Genesis Percussion wins gold in first competition season
Genesis Indoor Percussion turned January rehearsals into an April gold medal, with 25 students from eight southwest Mississippi schools winning MIA’s Independent Regional A title.

Genesis Indoor Percussion won the Independent Regional A title at the Mississippi Indoor Association Championship competition at the University of Mississippi, finishing its first season with gold after a rapid climb from winter rehearsals to a championship run.

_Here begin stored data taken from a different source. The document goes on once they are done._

PR #1674, opened 2025-08-17
Allow mapping amenity=lounger as a line/area

TheComputerGuy96:
The OSM wiki mentions these as supported element types (and projects listed in Taginfo aren't against them either)

### DIFF
--- a/data/presets/amenity/lounger.json
+++ b/data/presets/amenity/lounger.json
@@ -14,7 +14,9 @@
         "operator"
     ],
     "geometry": [
-        "point"
+        "point",
+        "line",
+        "area"
     ],
     "tags": {
         "amenity": "lounger"


matkoniecz:
I am planning to close it as an abandoned in about 100 days if no reply will arrive

TheComputerGuy96:
> does OSM Wiki make sense?

I guess it does (considering weirder objects like bus route relations have been de facto for a while)

tordans:
> So do you think this lounger can be mapped as an area?

Personally, I would map this as a point lounger and a second point bench+backrest, both with direction.

---

But the more important thing is IMO: This repo provides a curated list of tagging recommendations to help users get going with common tagging tasks quickly. So it is not a goal to include all possible tagging options as a preset. Users can and should still use good old manual tagging for less common cases.

So personally, I don't see a reason to expand the preset to lines and ares at this point, given the low usage numbers. We can and should, of course, revisit this when numbers changed.

There is, however, a missing feature, IMO, that would soften the fact that we only showcase this preset for some geometries, which I just wrote about in https://github.com/ideditor/schema-builder/issues/244

PR #1684, opened 2025-08-23
Changed landuse=education preset name from Educational Campus to Educational Area

ilias52730:
Just like `landuse=residential` is a _residential area_, `landuse=religious` is a religious area and `landuse=retail` is a _retail area_, `landuse=education` is logically an _educational area_.

Apart from this logic, the [original proposal](https://wiki.openstreetmap.org/w/index.php?oldid=2261291) said it should be **mainly** be used for areas shared by 2 or more schools. See an example:
image

This tag _can_ also be used for single-school areas, even though it's not its main use.

In any case, this should logically be called an "Educational Area", as I think it's, broader, yes, but still clearer than Educational Campus.

### DIFF
--- a/data/presets/landuse/education.json
+++ b/data/presets/landuse/education.json
@@ -9,8 +9,8 @@
     ],
     "terms": [
         "campus",
-        "educational facilities",
         "educational campus",
+        "educational facilities",
         "school campus",
         "school center",
         "school grounds"


data/presets/landuse/education.json
```diff
@@ -18,5 +18,5 @@
         "landuse": "education"
     },
     "matchScore": 0.9,
-    "name": "Educational Campus"
+    "name": "Educational Area"
```
1ec5, line 22: Looks like we do have “campus” as one of the search terms, but at least “school campus” and “educational campus” should be there too for discoverability.

ilias52730: [Done](https://github.com/openstreetmap/id-tagging-schema/pull/1684/commits/10e6671dbf101264688143753bb5e3f8157012e4).

matkoniecz (approved):
though it run into some (harmlessly looking) edit conflict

The 25-member group drew students from eight schools in southwest Mississippi and began practicing after school and on Saturdays in January. Ryan Walker, who turned a love of drums into an educational project for the students, built Genesis Percussion as a passion-driven ensemble rather than a top-down program, and the result was immediate: the group became the top-scoring ensemble in Independent Regional A on April 3.
Indoor percussion can still feel like a secret to outsiders, but the format is built for exactly this kind of breakthrough. It combines percussion-driven performance, marching-band style drill, choreography and student ensemble discipline, and Genesis fit squarely inside that world. Mississippi Indoor Association runs the circuit that made the win official, publishing percussion rules, schedules and recaps, with Matt Little listed as the percussion representative for questions related to percussion units.
The championship result also put local school representation in the spotlight. Three Lawrence County High School students were members of Genesis Indoor Percussion, and the gold-winning photo identified William Nettles, Emma Temple, Luke Melancon, Yogesh Goswami, Carter Smith and Dinesh Goswami among the ensemble. That kind of roster shows the scale of the project: one group stitched together from multiple schools, rehearsing around the school day, then arriving in Oxford to beat established competition in its class.

Genesis also already had a place in the wider indoor scene before this spring’s title. WGI listings show Genesis Percussion competing in Independent Marching Open in 2025, a reminder that the program was building toward a broader competitive identity even as it rooted itself in southwest Mississippi. The quick turn from launch to first-season success gave the ensemble instant credibility, and it happened inside a formal statewide circuit, not as a one-off showcase.
For Genesis, the strongest part of the story is the pace. A January start, a 25-student roster, an April 3 championship and a gold medal at Ole Miss made the group look less like a rookie project and more like a program that arrived already knowing how to win.